The European plan of action for the fight against drugs with three main points: the reduction of the demand, the fight against illegal trafficking and international measures. The Europol and the EMCDDA (European Monitoring Centre for Drugs and Drug Addiction).
In June 1991 the EEC Council approved a directive on the prevention of the use of the financial system for the laundering of profits obtained from illegal activities. Since September 1, 1993, became effective the European Council’s Convention on laundering and seizure and confiscation of profits from crime, signed by about twenty States, but ratified by few States.

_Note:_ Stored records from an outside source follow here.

PR #822, opened 2022-10-13
Update Orbit bridge description

adamiak:
Resolves L2B-204


packages/update-monitor/src/projects/orbitBridge/contracts/governance.ts
```diff
@@ -0,0 +1,28 @@
...
+    provider,
+  )
+
+  return {
+    name: 'Bridge with Governance',
+    address: addresses.bridge,
+    upgradeability: {
+      type: 'proxy',
+      implementation: await getEip897Implementation(provider, addresses.bridge),
+    },
```
sz-piotr, line 22: I have checked and this bridge does not follow https://eips.ethereum.org/EIPS/eip-897, because it does not have the `proxyType()` function. Maybe `Eip897` should be renamed to `Generic` in our code?

packages/update-monitor/src/common/eip897.ts
```diff
@@ -0,0 +1,32 @@
...
+    })
+    return bytes32ToAddress(value)
+  } catch (e) {
+    if (
+      e instanceof Error &&
+      e.message.includes('Transaction reverted without a reason string')
+    ) {
+      // This is a hacky way of noticing that contract doesn't have "implementation()"
+      // function. The proper way would be to check ABI, but in current function flow
+      // we don't have access to ABI yet.
```
sz-piotr, line 26: I disagree. Calling the contract is the proper way :)

packages/update-monitor/src/common/address.ts
```diff
@@ -1,5 +1,7 @@
-import { utils } from 'ethers'
+import { constants, utils } from 'ethers'
 
 export function bytes32ToAddress(bytes32: string) {
-  return utils.getAddress('0x' + bytes32.slice(-40))
+  return bytes32 === '0x'
+    ? constants.AddressZero
```
sz-piotr, line 5: I think that this will lead to problems down the line. If you call an EOA then `0x` will always be a return value which will silently return `0x00000...` as a valid address instead of throwing and alerting us.

sz-piotr (changes requested):

packages/update-monitor/src/projects/orbitBridge/contracts/governance.ts
```diff
@@ -0,0 +1,28 @@
...
+    values: {
+      validators: await bridgeProxy.getOwners(),
+      threshold: (await bridgeProxy.required()).toNumber(),
```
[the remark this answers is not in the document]
adamiak: Thanks, resolved!

packages/update-monitor/src/common/eip897.ts
adamiak: Ok, comment removed :)

packages/update-monitor/src/projects/orbitBridge/contracts/governance.ts
adamiak: I saw that but also noticed that Etherscan calls such proxies (without `proxyType()`) EIP-897 anyway. Of about 5 random EIP-897 proxies on Etherscan I checked, only one had `proxyType()`. So I reluctantly decided to check only for `implementation()` in my code, although it didn't feel quite right. But, since you noticed this as well, I agree we should stick to the EIP requirements. I have updated the code to check for `proxyType()` too.

As for the Orbit Bridge contract it actually gets even more challenging than that. It has a lot of functions already and calls the proxy contract only as a fallback. So it's more of an "extension" mechanism rather than full proxy.

packages/update-monitor/src/common/address.ts
adamiak: Makes sense, reverted. I moved the check to the specific function that needs it.

luke7211 (changes requested):
- add ORC token
- add warning about farms
- add warning about farms contract not being verified (e.g. 0x378F1CD69e1012cfe8FbeAfFeC02630190fda4d9)
- add major farms contracts, see how much value is managed there, research if it should be added to TVL
- add TODO to track automatically farms in the future

sz-piotr (approved):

2.3. International Conventions and activities on organized crime. After the signing of the Vienna Convention of December 1988, the United Nations in 1990 created the UNDCP (United Nations Drug Control Program) working in four sectors: the reduction of illegal production of drugs, the prevention and reduction of illegal demand, the control of illegal drug trafficking, the reinforcement of the judicial and legal system to strengthen the fight against drugs.
In 1992 was established in Vienna the Commission on prevention of crime, with the task to fight the money laundering and economic criminality.

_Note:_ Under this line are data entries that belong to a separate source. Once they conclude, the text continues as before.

PR #824, opened 2022-10-14
Show pretty tvl-activity toggle

michalsidzej:
Resolves L2B-191

PR #825, opened 2022-10-14
Restore activity time controls

michalsidzej:
Requires https://github.com/l2beat/l2beat/pull/824
Resolves L2B-236

### DIFF
--- a/packages/frontend/src/components/chart/RangeControls.tsx
+++ b/packages/frontend/src/components/chart/RangeControls.tsx
@@ -2,19 +2,26 @@ import React from 'react'
 
 import { RadioGroup } from './RadioGroup'
 
-export function RangeControls({ days }: { days: number }) {
+export function RangeControls({
+  days,
+  type,
+}: {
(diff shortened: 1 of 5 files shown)


packages/frontend/src/components/chart/RangeControls.tsx
```diff
@@ -2,19 +2,26 @@ import React from 'react'
...
+  const options = [
+    { value: '30D', checked: days === 30 },
+    { value: '90D', className: '!hidden sm:!block' },
+    { value: '180D', className: '!hidden sm:!block' },
+    { value: '1Y' },
+    { value: 'MAX' },
+  ]
+
+  if (type !== 'activity') {
+    options.unshift({ value: '7D', checked: days === 7 })
```
sz-piotr, line 21: I would add hidden instead

sz-piotr (changes requested):

sz-piotr (approved):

The conference on money laundering (Courmayeur, June 1994) proposing the limitation of banking secrecy, and the ministerial conference of United Nations on transnational crime (Naples, November 1995) suggesting the adoption at international level of the crime of Mafia-type association.

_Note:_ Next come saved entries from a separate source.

PR #826, opened 2022-10-14
Show proper scaling factor description

michalsidzej:
Resolves L2B-239
Screenshot 2022-10-17 at 16 19 19
Screenshot 2022-10-17 at 16 19 03


packages/frontend/src/components/header/ActivityHeader.tsx
```diff
@@ -20,8 +23,25 @@ export function ActivityHeader(props: ActivityHeaderProps) {
...
+        <p
+          className={cx(
+            'text-gray-500 dark:text-gray-600 text-xs md:text-base text-right w-full md:w-auto',
+            'flex items-center gap-1.5',
+          )}
+        >
+          Observed over the last 7 days
+          <span
+            className="Tooltip inline-block"
+            title="More txs on Ethereum because of L2s. Formula: (L2 txs + ETH txs) / ETH txs"
```
sz-piotr, line 36:
```suggestion
            title="How many more transactions are settled by Ethereum if we take into account the L2 solutions. Formula: (L2 txs/7d + ETH txs/7d) / ETH txs/7d"
```

michalsidzej: Changed the tooltip so it looks like this: 
Screenshot 2022-10-18 at 09 06 16

sz-piotr (approved):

In December 2000 in Palermo was signed the Convention against transnational organized crime. The most important points are the following: the definition of the transnational organized crime and the adoption of the crime of Mafia association, the rules against the laundering dirty money, the corruption, the trafficking of human beings and for the confiscation of illegal capitals.
3. The antimafia movement
3.1. The movement against the Mafia in Sicily. From the “Fasci siciliani” – Sicilian Bunches (1892-94) to today. Before the fight against the mafia was a peculiar aspect of the class struggle in Sicily; in the last years has been a form of civil engagement.
Three phases: 1) from the last decade of the XIX century to the 1950s (the peasant movement and the political parties of the Left); 2) period of transition in the 1960s and 1970s (small minorities: the role of Giuseppe Impastato, a son of Mafioso who broke with the father and became a militant of the antimafia movement, assassinated by the Mafia in 1978); 3) since the 1980s to today: demonstrations, associations, many activities after the murders and the massacres. Problems: continuity and project.
3.2. The antimafia movement in Italy. Since the 1980s there have been many activities in many regions of Italy, especially in the schools. In 1995 has been founded “Libera”, a national network of associations. In many Italian regions the antiracket associations have been constituted.
The most important points for a project: the activities in the schools, the antiracket associations, the social use of confiscated goods.
3.3. NGOs initiatives in Europe. Since five years some NGOs work together in the ENCODD (European NGO Council on Drugs and Development): an informal network which main aims are to increase European public awareness about the links between drugs and development. An example of international cooperation: the campaigne Coca ’95, organized by some European and Latin-American NGOs, to help the coca producers and against the narcotraffickers.
A proposal: a network of NGOs, local communities, Universities, schools, churches and other subjects using nonviolent methods, against Mafia and other forms of organized crime, for democracy, social justice and human rights. The struggle against Mafia like a part of a general project of renewal.